» TASK PROMPT: Reproduce all of the data exactly, with no line skipped.

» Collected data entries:
PR #2514, opened 2016-08-21
AO3-4622 Remove broken hit count preferences

sarken:
https://otwarchive.atlassian.net/browse/AO3-4622

Adding the Deferred or Superseded label right out of the gate because this cannot be merged until there has been an announcement.


app/controllers/stats_controller.rb
```diff
@@ -27,13 +27,8 @@ def index
...
     sort_options = ""
     @sort = ""
-    if current_user.preference.hide_hit_counts
-      sort_options = %w(date kudos.count comments.count bookmarks.count subscriptions.count word_count)
-      @sort = sort_options.include?(params[:sort_column]) ? params[:sort_column] : "kudos.count"
-    else
-      sort_options = %w(hits date kudos.count comments.count bookmarks.count subscriptions.count word_count)
-      @sort = sort_options.include?(params[:sort_column]) ? params[:sort_column] : "hits"
-    end
+    sort_options = %w(hits date kudos.count comments.count bookmarks.count subscriptions.count word_count)
```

» SOLUTION FOR THIS PROBLEM:
PR #2514, opened 2016-08-21
AO3-4622 Remove broken hit count preferences

sarken:
https://otwarchive.atlassian.net/browse/AO3-4622

Adding the Deferred or Superseded label right out of the gate because this cannot be merged until there has been an announcement.


app/controllers/stats_controller.rb
```diff
@@ -27,13 +27,8 @@ def index
...
     sort_options = ""
     @sort = ""
-    if current_user.preference.hide_hit_counts
-      sort_options = %w(date kudos.count comments.count bookmarks.count subscriptions.count word_count)
-      @sort = sort_options.include?(params[:sort_column]) ? params[:sort_column] : "kudos.count"
-    else
-      sort_options = %w(hits date kudos.count comments.count bookmarks.count subscriptions.count word_count)
-      @sort = sort_options.include?(params[:sort_column]) ? params[:sort_column] : "hits"
-    end
+    sort_options = %w(hits date kudos.count comments.count bookmarks.count subscriptions.count word_count)
```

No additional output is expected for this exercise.